In fact, a Windows‑1252 encoded string usually isn't even valid input for a UTF-8 decoder. Windows‑1252 is a simple single byte encoding that directly uses the binary representation of the code points. So the code point 0 would be encoded as 00000000, 1 would be 00000001 etc. On the other hand, UTF-8 is a variable-width multibyte encoding.
As a concrete example:
The character "ť" has the code point 233 in both the Windows‑1252 and the Unicode character set.
The Windows‑1252 encoding directly uses the binary representation of 233, so the character is encoded as
UTF-8 needs two bytes to encode the character, because the first two bits of every byte are used to mark multibyte sequences and store their length. The output is
with the actual "payload" being highlighted in red.
To explain the pattern: The first byte of a multibyte sequence starts with "11". The number of "1" at the beginning indicate the number of bytes. In this case you have two bytes, so it's "110...". All other bytes of the sequence start with "10". The remainding bits are used for the (right-padded) binary representation of the code point. Hence 11000011 10101001.
As you can see, the result is completely different, despite both character sets sharing the same code point 233 for this character. So when you declare an Windows‑1252 string as UTF-8, you'll get total garbage. The encoder will not even recognize the number of characters correctly, because it thinks every byte starting with "1" belongs to a multibyte sequence.

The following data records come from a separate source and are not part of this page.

PR #12, opened 2017-05-10
Improve metadata

kurtwheeler:
This PR got out of hand. The original scope of it was to improve the metadata we were collecting about batches of data from Array Express. However halfway through completing that it was decided that we should change the batch size for Array Express from an experiment to a single sample. Since the batches the metadata was about were changing, it didn't seem to make sense to change that metadata without also changing the batch size. However in the process of doing that I discovered that it's not possible to download a single batch worth of data (i.e. a single sample). Therefore I needed to also refactor the assumption that `one downloader job`==`one batch`. This was a large change that affected a lot of the existing code. I also added a lot of new test code to previously untested functionality, because up until these changes that functionality was changing so much that I was hesitant to write tests for it.

So that's the story of why I now have so many changes in a single PR. I'm not entirely sure how to proceed with this PR. I don't think that too much of it can be broken out into smaller PRs. The only large chunk of code that makes sense on its own is the organism model code. However breaking this out will make things somewhat more complicated because the addition of the organism model code prompted me to break the `models.py` file up into several files contained in a module. I then made changes to other models as I implemented the rest of the functionality in this branch.

Anyway... I'm happy to do whatever makes this PR more digestible for reviewers. If that means breaking out the organism model code into it's own PR and duplicating the split of `models.py` in two PRs I can do that. If it's easier to leave it in this PR but have a separate reviewer look at the organism model code I can do that.


kurtwheeler:
Oh yeah I forgot to mention that there's some new migrations that this introduces. I'm going to reset the migrations so that there's just one migration file after this is merged. However I am waiting on figuring out what to do about the organism model stuff before I do so.

kurtwheeler:
I've been asked to split up the files in this PR into 3 parts. I think the easiest way to do this (and one that is actually roughly equal while still keeping the parts logically grouped) is to have one person look at the files within `data_models/`, one person look at files within `foreman/` and one person to look at the rest (which is mostly within `workers/` with a few in the top level directory).

dongbohu:
Thank you @kurtwheeler. I will take care of the files in `data_models` (unless @rzelayafavila or @mhuyck has strong preferences on it).

mhuyck:
It probably makes sense for me to look at the `workers/`, etc., group since that includes the code that interacts with ArrayExpress, and I have some experience with that from the `adage-server` project.

data_models/data_refinery_models/models/test_organisms.py
```diff
@@ -0,0 +1,238 @@
...
+        taxonomy_id = Organism.get_id_for_name("Human")
+
+        self.assertEqual(taxonomy_id, 9606)
+        mock_get.assert_has_calls([
+            call(ESEARCH_URL,
+                 {"db": "taxonomy", "field": "scin", "term": "HUMAN"}),
+            call(ESEARCH_URL,
+                 {"db": "taxonomy", "term": "HUMAN"})])
+
+        # The first call should have stored it in the database so
```
dongbohu: I suppose "it" here refers the requested organism? Do you mind elaborating this line a little bit to make the comment more readable? Thanks.

data_models/data_refinery_models/models/test_organisms.py
```diff
@@ -0,0 +1,238 @@
...
+
+        organism_name = Organism.get_name_for_id(9606)
+
+        self.assertEqual(organism_name, "HOMO SAPIENS")
+        mock_get.assert_called_once_with(
+            EFETCH_URL,
+            {"db": "taxonomy", "id": "9606"}
+        )
+
+        # The first call should have stored it in the database so
```
dongbohu: See my previous comment on "it".

data_models/data_refinery_models/models/test_organisms.py
```diff
@@ -0,0 +1,238 @@
...
+            call(ESEARCH_URL,
+                 {"db": "taxonomy", "term": "BLAH"})])
+
+        # The first call should have stored it in the database so
+        # this call should not make a request.
+        mock_get.reset_mock()
+        new_id = Organism.get_id_for_name("BLAH")
+
+        self.assertEqual(new_id, 0)
+        mock_get.assert_not_called()
```
dongbohu: Great test cases overall! :100:

data_models/data_refinery_models/migrations/0001_initial.py
```diff
@@ -1,5 +1,5 @@
 # -*- coding: utf-8 -*-
-# Generated by Django 1.11 on 2017-05-02 18:50
+# Generated by Django 1.10.6 on 2017-05-23 15:17
```
dongbohu: I skipped this file, is it okay?

data_models/data_refinery_models/models/batches.py
```diff
@@ -0,0 +1,53 @@
...
+    NEW = "NEW"
+    DOWNLOADED = "DOWNLOADED"
+    PROCESSED = "PROCESSED"
+
+
+class Batch(TimeTrackedModel):
+    survey_job = models.ForeignKey(SurveyJob, on_delete=models.PROTECT)
+    source_type = models.CharField(max_length=256)
+    size_in_bytes = models.IntegerField()
+    download_url = models.CharField(max_length=2048)
```
kurtwheeler: Hmm I suppose it'd be better to have an unnecessarily large field here than have to make a migration later just to extend this.

data_models/data_refinery_models/models/organism.py
```diff
@@ -0,0 +1,121 @@
...
+from data_refinery_models.models.base_models import TimeTrackedModel
+
+# Import and set logger
+import logging
+logging.basicConfig(level=logging.INFO)
+logger = logging.getLogger(__name__)
+
+NCBI_ROOT_URL = "https://eutils.ncbi.nlm.nih.gov/entrez/eutils/"
+ESEARCH_URL = NCBI_ROOT_URL + "esearch.fcgi"
+EFETCH_URL = NCBI_ROOT_URL + "efetch.fcgi"
```
kurtwheeler: These are very stable. The docs haven't changed since 2013.

data_models/data_refinery_models/models/organism.py
```diff
@@ -0,0 +1,121 @@
...
+
+
+class UnscientifcNameError(BaseException):
```
kurtwheeler: Definitely a typo. Good catch.

data_models/data_refinery_models/models/organism.py
```diff
@@ -0,0 +1,121 @@
...
+    pass
+
+
+class InvalidNCBITaxonomyId(BaseException):
+    pass
+
+
+def get_scientific_name(taxonomy_id: int):
```
kurtwheeler: You're right. I started off with 3.5 so I didn't realize these were new in 3.5, I thought they were just a Python 3 thing. I'll update the README. I'll also add in some return values.

data_models/data_refinery_models/models/organism.py
```diff
@@ -0,0 +1,121 @@
...
+    root = ElementTree.fromstring(response.text)
+    taxon_list = root.findall("Taxon")
+
+    if(len(taxon_list) == 0):
+        logger.error("No names returned by ncbi.nlm.nih.gov for organism "
+                     + "with taxonomy ID %d.",
+                     taxonomy_id)
+        raise InvalidNCBITaxonomyId
+
+    return taxon_list[0].find("ScientificName").text.upper()
```
kurtwheeler: I'm going to say yes. Of course it's always possible for the API to have a bug and fail here, but it's an old API which is widely used so I'm going to go ahead and trust them.

data_models/data_refinery_models/migrations/0001_initial.py
kurtwheeler: Yep, it was automatically generated.

data_models/data_refinery_models/models/organism.py
dongbohu: :+1:

data_models/data_refinery_models/models/base_models.py
```diff
@@ -0,0 +1,18 @@
+from django.db import models
+from django.utils import timezone
+
+
+class TimeTrackedModel(models.Model):
```
dongbohu: Just realized that this class needs docstring too. Thanks.

data_models/data_refinery_models/models/batches.py
```diff
@@ -0,0 +1,62 @@
+from enum import Enum
+from django.db import models
+from data_refinery_models.models.base_models import TimeTrackedModel
+from data_refinery_models.models.surveys import SurveyJob
+
+
+class BatchStatuses(Enum):
```
dongbohu: Docstring please.

rzelayafavila:
Ok cool, I am reviewing the files in the ``foreman/`` directory.

data_models/data_refinery_models/models/organism.py
rzelayafavila: I actually have a couple of questions here (even though I am reviewing the ``foreman/`` folder):
* So you decided to make a new Organism model instead of adding functionality to the one in ``django-organisms`` (https://bitbucket.org/greenelab/django-organisms)? I think that's totally fine, but any reason you decided to go this route?
* I do think that even if these URLs are relatively stable, it might be nice for the user to be able to override them in the ``settings.py`` file (but we can set these as defaults here in case the user does not specify them). I think this would be convenient in the future.

data_models/data_refinery_models/models/organism.py
```diff
@@ -0,0 +1,129 @@
...
+
+    name = models.CharField(max_length=256)
+    taxonomy_id = models.IntegerField()
+    is_scientific_name = models.BooleanField(default=False)
+
+    @classmethod
+    def get_name_for_id(cls, taxonomy_id: int) -> str:
+        try:
+            organism = (cls.objects
+                        .filter(taxonomy_id=taxonomy_id)
```
rzelayafavila: Is there any case when the taxonomy_id would not be unique?

data_models/data_refinery_models/models/organism.py
kurtwheeler: There was definitely a reason or two why I decided to go this route, however they happened in person. What I can think of now though is that the `django-organisms` model has two names, common and scientific. However the NCBI API has a list structure for names which can include more than two and I wanted to create a model which could support that. Ultimately I think that the API I was trying to create (`get_id_for_name` and `get_name_for_id`) was more important than the data model I was creating to support it.

As to your other point, I'm not sure I like the idea of allowing someone to override the URLs without modifying the source code because it seems highly unlikely that someone could just pop in a different URL and have it work. The parameters that used for each request would almost certainly need to change and if they didn't it could cause undefined behavior. What use case do you think might be supported by allowing the URLs to be via the `settings.py` file?

data_models/data_refinery_models/models/organism.py
kurtwheeler: Yes. If the same organism was listed with two different names in two different batches but they both corresponded to the same NCBI taxonomy_id (since NCBI has a list structure for names the same ID can match multiple names), then there would be one record for each of those names, however they would share an id.

rzelayafavila: Hmmm... I think it would be interesting to see if that just corresponded to different names for the same actual organism object vs. different names for different organism objects (but then why would they have the same taxonomy ID)? Are there any examples in the stuff that was returned from the NCBI API of this?

data_models/data_refinery_models/models/organism.py
rzelayafavila: I think that sounds reasonable for the organisms - if you think this is a better fit then go for it.

In terms of the URLs, I think that at some point we might want to get this information from another URL endpoint. Also, what if we have a saved XML file with the organism information we want and want to pass it to these methods and model? What parameters would we need to abstract to make this possible?

data_models/data_refinery_models/models/organism.py
kurtwheeler: I'm not quite sure I understand what you're asking. What do you mean by an organism object?

workers/data_refinery_workers/processors/test_utils.py
```diff
@@ -0,0 +1,179 @@
...
+        processor_job.save()
+        processor_jobs_to_batches = ProcessorJobsToBatches(batch=batch,
+                                                           processor_job=processor_job)
+        processor_jobs_to_batches.save()
+
+        mock_processor = MagicMock()
+        mock_dict = {"something_to_pass_along": True,
+                     "job": processor_job,
+                     "batches": [batch]}
+        mock_dict["something_to_pass_along"] = True
```
mhuyck: This line is redundant with the end of line 156. Did you mean to leave it here?

workers/data_refinery_workers/processors/utils.py
```diff
@@ -16,20 +13,21 @@
...
     job.worker_id = "For now there's only one. For now..."
     job.start_time = timezone.now()
     job.save()
 
-    try:
-        batch = Batch.objects.get(id=job.batch_id)
-    except Batch.DoesNotExist:
-        logger.error("Cannot find batch record with ID %d.", job.batch_id)
+    batch_relations = ProcessorJobsToBatches.objects.filter(processor_job_id=job.id)
+    batches = list(map(lambda x: x.batch, batch_relations))
```
mhuyck: This line can be simpler as described above:

`batches = [br.batch for br in batch_relations]`

foreman/data_refinery_foreman/surveyor/array_express.py
```diff
@@ -16,68 +17,111 @@
 logging.basicConfig(level=logging.INFO)
 logger = logging.getLogger(__name__)
 
+EXPERIMENTS_URL = "https://www.ebi.ac.uk/arrayexpress/json/v3/experiments/"
```
kurtwheeler: I don't think it would because if that URL ever changes then I think there will be additional changes that need to happen to work with that URL. We can also just change this in the code instead of in the `settings.py` file if we need to.

data_models/data_refinery_models/migrations/0001_initial.py
```diff
@@ -1,5 +1,5 @@
 # -*- coding: utf-8 -*-
-# Generated by Django 1.11 on 2017-05-02 18:50
+# Generated by Django 1.10.6 on 2017-05-26 15:12
```
kurtwheeler: I did this a while ago so I'm not 100% certain what it was but I believe I found a bug that was introduced in 1.11. I wish I had left a comment in the `requirements.in` file.

workers/Dockerfile.tests
```diff
@@ -0,0 +1,23 @@
+FROM continuumio/miniconda3:4.3.11
+
+RUN groupadd user && useradd --create-home --home-dir /home/user -g user user
+WORKDIR /home/user
+
+COPY workers/environment.yml .
```
kurtwheeler: This [COPY command](https://docs.docker.com/engine/reference/builder/#copy) is not just copying the file from one directory to another, but rather from the directory that the Dockerfile is being run from into the docker container. Docker containers start off completely empty so

```
RUN conda env create -f workers/environment.yml
```

wouldn't work because the container can't access a file until it's copied into the container.

workers/Dockerfile.tests
```diff
@@ -0,0 +1,23 @@
...
+
+RUN conda env create -f environment.yml
+
+ENV PATH "/opt/conda/envs/workers/bin:$PATH"
+
+COPY data_models/dist/data-refinery-models-* data_models/
```
kurtwheeler: The answer to this question is similar to the answer to the one above it. Because the [RUN command](https://docs.docker.com/engine/reference/builder/#run) is always executed within the context of the container I cannot run `(ls data_models -1 | tail -1)` in the Dockerfile and have it interact with files/directories within the host machine without first copying the files into the container. If it were possible, I certainly would agree that figuring out the correct file and THEN copying it into the container would be greatly preferable.

workers/data_refinery_workers/downloaders/array_express.py
```diff
@@ -1,19 +1,71 @@
...
+        zip_ref = zipfile.ZipFile(file_path, 'r')
+        zip_ref.extractall(os.path.dirname(file_path))
+    except Exception:
+        logging.exception("Exception caught while extracting %s during Job #%d.",
+                          file_path,
+                          job_id)
+        raise
+    finally:
+        zip_ref.close()
+        os.remove(file_path)
```
kurtwheeler: I think this is correct because if extraction fails then the downloader job will fail and need to be retried. When that happens the zip file will be re-downloaded so it won't be an issue that it's been deleted. Additionally the worker that picks up the new downloader job won't necessarily be the same one so the zip file could end up sitting on the original worker's disk forever.

workers/data_refinery_workers/downloaders/array_express.py
```diff
@@ -23,44 +75,29 @@ def download_array_express(job_id):
...
     utils.start_job(job)
 
-    try:
-        batch = Batch.objects.get(id=job.batch_id)
-    except ObjectDoesNotExist:
-        logger.error("Cannot find batch record with ID %d.", job.batch_id)
-        utils.end_job(job, None, False)
-        return
+    batch_relations = DownloaderJobsToBatches.objects.filter(downloader_job_id=job_id)
+    batches = list(map(lambda x: x.batch, batch_relations))
```
kurtwheeler: Oh yes, that's very nice. List comprehensions are probably the feature of python I need to become comfortable with the most.

workers/data_refinery_workers/downloaders/array_express.py
```diff
@@ -23,44 +75,29 @@ def download_array_express(job_id):
...
-                target_file_path,
-                batch.id,
-                job_id)
+    if len(batches) > 0:
+        target_file_path = utils.prepare_destination(batches[0])
+        download_url = batches[0].download_url
+    else:
+        logger.error("No batches found for job #%d.",
+                     job_id)
+        success = False
```
kurtwheeler: Yes. Good catch. I should wrap that entire `try` block in a `if success:`.

workers/data_refinery_workers/downloaders/array_express.py
```diff
@@ -23,44 +75,29 @@ def download_array_express(job_id):
...
-        request = requests.get(batch.download_url, stream=True)
-
-        for chunk in request.iter_content(CHUNK_SIZE):
-            if chunk:
-                target_file.write(chunk)
-                target_file.flush()
-    except Exception as e:
+        _verify_batch_grouping(batches, job_id)
+        _download_file(download_url, target_file_path, job_id)
+        _extract_file(target_file_path, job_id)
```
kurtwheeler: Yep you've got it and I agree a comment would be helpful

workers/data_refinery_workers/downloaders/management/commands/queue_downloader.py
```diff
@@ -33,18 +34,27 @@ def handle(self, *args, **options):
...
             status=BatchStatuses.NEW.value
         )
         batch.save()
 
-        downloader_job = DownloaderJob(batch=batch)
+        downloader_job = DownloaderJob()
         downloader_job.save()
+        downloader_job_to_batch = DownloaderJobsToBatches(batch=batch,
+                                                          downloader_job=downloader_job)
+        downloader_job_to_batch.save()
```
kurtwheeler: That is a good though, I like it. I'll make an issue about it and add it once the git tree isn't quite so hairy.

workers/data_refinery_workers/downloaders/management/commands/queue_downloader.py
```diff
@@ -33,18 +34,27 @@ def handle(self, *args, **options):
...
         logger.info("Queuing a task.")
         download_array_express.delay(downloader_job.id)
```
kurtwheeler: That's exactly what's going on here. `@shared_task` turns the function into an instance of Celery's Task class.

workers/data_refinery_workers/downloaders/test_array_express.py
```diff
@@ -0,0 +1,117 @@
...
+                   Batch(download_url="https://example.com"),
+                   Batch(download_url="https://example.com")]
+        job_id = 1
+        self.assertIsNone(array_express._verify_batch_grouping(batches, job_id))
+
+    def test_bad_batch_grouping(self):
+        """Raises exception if all batches don't have the same download_url."""
+        batches = [Batch(download_url="https://example.com"),
+                   Batch(download_url="https://example.com"),
+                   Batch(download_url="https://wompwomp.com")]
```
kurtwheeler: Only for 1800 bucks lol. `sadtrombone.com` is great though, it's everything I'd ever want that site to be.

workers/data_refinery_workers/downloaders/utils.py
```diff
@@ -27,31 +29,37 @@ def start_job(job: DownloaderJob):
...
-    """Record in the database that this job has completed,
-    create a processor job, and queue a processor task."""
-    job.success = success
-    job.end_time = timezone.now()
-    job.save()
-
+def end_job(job: DownloaderJob, batches: Batch, success):
+    """Record in the database that this job has completed.
+    Create a processor job and queue a processor task for each batch
+    if the job was successful."""
```
kurtwheeler: I do have flycheck and autopep8 both running haha. Since I've written this I've read up more on doc string conventions though so I've already started doing it more correctly in my new code. I'll definitely fix this up though.

workers/data_refinery_workers/processors/test_utils.py
kurtwheeler: I don't think so, good catch.

foreman/data_refinery_foreman/surveyor/array_express.py
```diff
@@ -16,68 +17,111 @@
...
+                    organism_id=organism_id,
+                    organism_name=organism_name,
+                    experiment_title=experiment["name"],
+                    release_date=experiment["release_date"],
+                    last_uploaded_date=experiment["last_update_date"],
+                    name=sample_file["name"]
+                ))
+
+        # Group batches based on their download URL and handle each group.
+        download_urls = set(map(lambda x: x.download_url, batches))
```
rzelayafavila: I think @mhuyck had a similar suggestion in his review. I think you can do a set comprehension for this line to make it simpler:
``download_urls = {bt.download_url for bt in batches}``

foreman/data_refinery_foreman/surveyor/array_express.py
```diff
@@ -16,68 +17,111 @@
...
+        for url in download_urls:
+            batches_with_url = list(filter(lambda x: x.download_url == url, batches))
```
rzelayafavila: Likewise, I think you can do:
``batches_with_url = [bt.download_url for bt in batches if bt.download_url == url]``

foreman/data_refinery_foreman/surveyor/array_express.py
```diff
@@ -16,68 +17,111 @@
...
+
+            if organism_name == "UNKNOWN":
+                logger.error("Sample from experiment %s did not specify the organism name.",
+                             experiment_accession_code)
+                organism_id = 0
+            else:
+                organism_id = Organism.get_id_for_name(organism_name)
+
+            for sample_file in sample["file"]:
+                if sample_file["type"] != "data" and sample_file["name"] is not None:
```
rzelayafavila: Would there be any case where ``sample_file["name"]`` would be ``False`` or ``""`` instead of ``None``, but we would still not want the sample_file?

data_models/data_refinery_models/migrations/0001_initial.py
mhuyck: Sounds intentional then. 👍

foreman/data_refinery_foreman/surveyor/management/commands/survey.py
```diff
@@ -0,0 +1,30 @@
+"""
+This command will create and run survey jobs for each experiment in the
+experiment_list. experiment list should be a file containing one
+experiment accession code per line.
```
rzelayafavila: :+1:

workers/Dockerfile.tests
mhuyck: That was the piece I was missing. Thanks! Makes sense now.

foreman/data_refinery_foreman/surveyor/management/commands/survey.py
```diff
@@ -0,0 +1,30 @@
...
+            "experiment_list",
+            help=("A file containing a list of experiment accession codes to "
+                  "survey, download, and process. These should be listed one "
+                  "per line. Should be a path relative to the foreman "
+                  "directory."))
+
+    def handle(self, *args, **options):
+        if options["experiment_list"] is None:
+            logger.error("You must specify an experiment list.")
+            return 0
```
rzelayafavila: Doesn't a ``0`` return value mean that a function has succeeded?

workers/data_refinery_workers/downloaders/array_express.py
mhuyck: Good plan, then. Thanks for the clear explanation!

I was thinking that it would be easier to diagnose a failure if the `.zip` file were left behind, but automated re-trying makes sense. If the error is repeatable it could probably be diagnosed by a newly downloaded `.zip` file as well.

foreman/requirements.txt
```diff
@@ -7,11 +7,16 @@
 amqp==2.1.4               # via kombu
 billiard==3.5.0.2         # via celery
 celery==4.0.2
-django==1.10.6
+django==1.11
```
rzelayafavila: I see you are running different versions of django in different parts of this project. I'm just curious, any reason for that?

foreman/data_refinery_foreman/surveyor/test_surveyor.py
```diff
@@ -26,7 +26,7 @@ def test_calls_survey(self, survey_method):
         job.save()
         surveyor.run_job(job)
 
-        survey_method.assert_called_with(job)
+        survey_method.assert_called_with()
```
rzelayafavila: Hmmm, now that this method isn't taking this argument, I'm wondering what exactly it is doing. Should it be called ``assert_called_with_job`` or something of the sort? Also, where is it defined again?

foreman/data_refinery_foreman/surveyor/array_express.py
```diff
@@ -16,68 +17,111 @@
...
+            experiment["last_update_date"] = parsed_json["releasedate"]
+
+        return experiment
+
+    def survey(self):
+        experiment_accession_code = (
+            SurveyJobKeyValue
+            .objects
+            .get(survey_job_id=self.survey_job.id,
+                 key__exact="experiment_accession_code")
```
kurtwheeler: This `survey` function is actually called by `surveyor.run_job` within a `try` block. If there's no match here the exception will be caught, logged, and the survey_job will be marked as a failure. Given that an `experiment_accession_code` is required here I think that's the appropriate behavior.

foreman/data_refinery_foreman/surveyor/array_express.py
```diff
@@ -16,68 +17,111 @@
...
+            .value
+        )
+
+        logger.info("Surveying experiment with accession code: %s.", experiment_accession_code)
+
+        experiment = self.get_experiment_metadata(experiment_accession_code)
+
+        r = requests.get(SAMPLES_URL.format(experiment_accession_code))
+        samples = r.json()["experiment"]["sample"]
```
kurtwheeler: My answer here is basically the same as the one above except that I'll add that at some point surveying will be triggered by a foreman who will be responsible for starting and retrying survey_jobs. If the API is down and the job fails then once I get around to writing the foreman code it'll have mechanisms to retry the survey_jobs a few times so hopefully the API will come back up before the retry limit is reached.

foreman/data_refinery_foreman/surveyor/management/commands/survey.py
kurtwheeler: Oh yeah, good catch.

foreman/data_refinery_foreman/surveyor/test_surveyor.py
kurtwheeler: This should just be `assert_called`. The `survey_method` Mock is passed in by the `@patch` decorator, which is mocking `surveyor.ArrayExpressSurveyor`'s `survey` method.

The reason I no longer am passing job to this method is that the `ArrayExpressSurveyor` object has the job as an instance variable, so it doesn't need to have it passed in.

foreman/requirements.txt
kurtwheeler: Hmm, whoops. I don't think I have a reason to be doing that. I think I may have run into a bug that was introduced in `1.11` though so that's why most of the project is `1.10.6`. I'll change this to match that.

foreman/data_refinery_foreman/surveyor/array_express.py
rzelayafavila: Ok, that sounds good

foreman/data_refinery_foreman/surveyor/array_express.py
rzelayafavila: :+1:

foreman/requirements.txt
rzelayafavila: :+1:

foreman/data_refinery_foreman/surveyor/test_surveyor.py
rzelayafavila: Ok, if you change it to ``assert_called``, I think that it makes sense

run_rabbitmq.sh
```diff
@@ -0,0 +1,3 @@
+#!/bin/bash
+
+docker run -d --hostname rabbit-queue --name message-queue rabbitmq:3
```
mhuyck: 👍

workers/data_refinery_workers/downloaders/array_express.py
```diff
@@ -23,44 +75,34 @@ def download_array_express(job_id):
...
+        logger.error("No batches found for job #%d.",
+                     job_id)
+        success = False
 
-    logger.info("Downloading file from %s to %s. (Batch #%d, Job #%d)",
-                batch.download_url,
-                target_file_path,
-                batch.id,
-                job_id)
+    if success:
```
mhuyck: 👍

workers/data_refinery_workers/downloaders/array_express.py
```diff
@@ -23,44 +75,34 @@ def download_array_express(job_id):
...
-                     + "with message: %s",
-                     job_id,
-                     batch.id,
-                     e)
-    finally:
-        target_file.close()
-        request.close()
+            # The files for all of the batches in the grouping are
+            # contained within the same zip file. Therefore only
+            # download the one.
```
mhuyck: 👍

workers/data_refinery_workers/processors/test_utils.py
```diff
@@ -0,0 +1,180 @@
...
+
+        kwargs = utils.start_job({"job": processor_job})
+        # start_job preserves the "job" key
+        self.assertEqual(kwargs["job"], processor_job)
+
+        # start_job finds the batches and returns them
+        self.assertEqual(len(kwargs["batches"]), 2)
+
+    def test_failure(self):
+        """Fails because there are no batches for the job."""
```
mhuyck: 👍

workers/data_refinery_workers/downloaders/array_express.py
```diff
@@ -23,44 +75,34 @@ def download_array_express(job_id):
...
     utils.start_job(job)
 
-    try:
-        batch = Batch.objects.get(id=job.batch_id)
-    except ObjectDoesNotExist:
-        logger.error("Cannot find batch record with ID %d.", job.batch_id)
-        utils.end_job(job, None, False)
-        return
+    batch_relations = DownloaderJobsToBatches.objects.filter(downloader_job_id=job_id)
+    batches = [br.batch for br in batch_relations]
```
mhuyck: 👍

workers/data_refinery_workers/processors/utils.py
```diff
@@ -15,27 +12,34 @@
...
     job.worker_id = "For now there's only one. For now..."
     job.start_time = timezone.now()
     job.save()
 
-    try:
-        batch = Batch.objects.get(id=job.batch_id)
-    except Batch.DoesNotExist:
-        logger.error("Cannot find batch record with ID %d.", job.batch_id)
+    batch_relations = ProcessorJobsToBatches.objects.filter(processor_job_id=job.id)
+    batches = [br.batch for br in batch_relations]
```
mhuyck: 👍

mhuyck:
Except for a handful of `"""` at the end of multi-line docstrings that should be on a line by themselves, you got everything I noted. Take one more pass to find those before you merge, but everything else I reviewed looks good now. Nice work, @kurtwheeler!

foreman/data_refinery_foreman/surveyor/array_express.py
kurtwheeler: Ok this line of code confused me. I can't tell why we would ever want to continue if `sample_file["name"]` is `None` since we use that value later and call split on it. I think it's probably just a bug so I'm going to remove everything from `and` onward.

kurtwheeler:
OK @rzelayafavila I just pushed the last change you requested I think. Is it lookin good?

The only exception is when you only have ASCII characters. Both UTF-8 and the Windows‑1252 encoding are ASCII compatible, so they output the same bit patterns for ASCII characters -- however, in that case you'd rather declare the whole thing as ASCII in the first place.
Long story short: The character sets Unicode and Windows‑1252 are roughly compatible. The encodings UTF-8 and Windows‑1252 are not. Confusing them leads to garbage output.
Fortunately, UTF-8 is on its way of becoming the standard encoding on the internet. This should finally put an end to the encoding chaos. The only problem is that many crap tutorials still use "ANSI" and that many people still copy and paste their code from those tutorials -- and that some eReaders just don't support Unicode.
Last edited by Jacques1; April 20th, 2013 at 08:11 PM.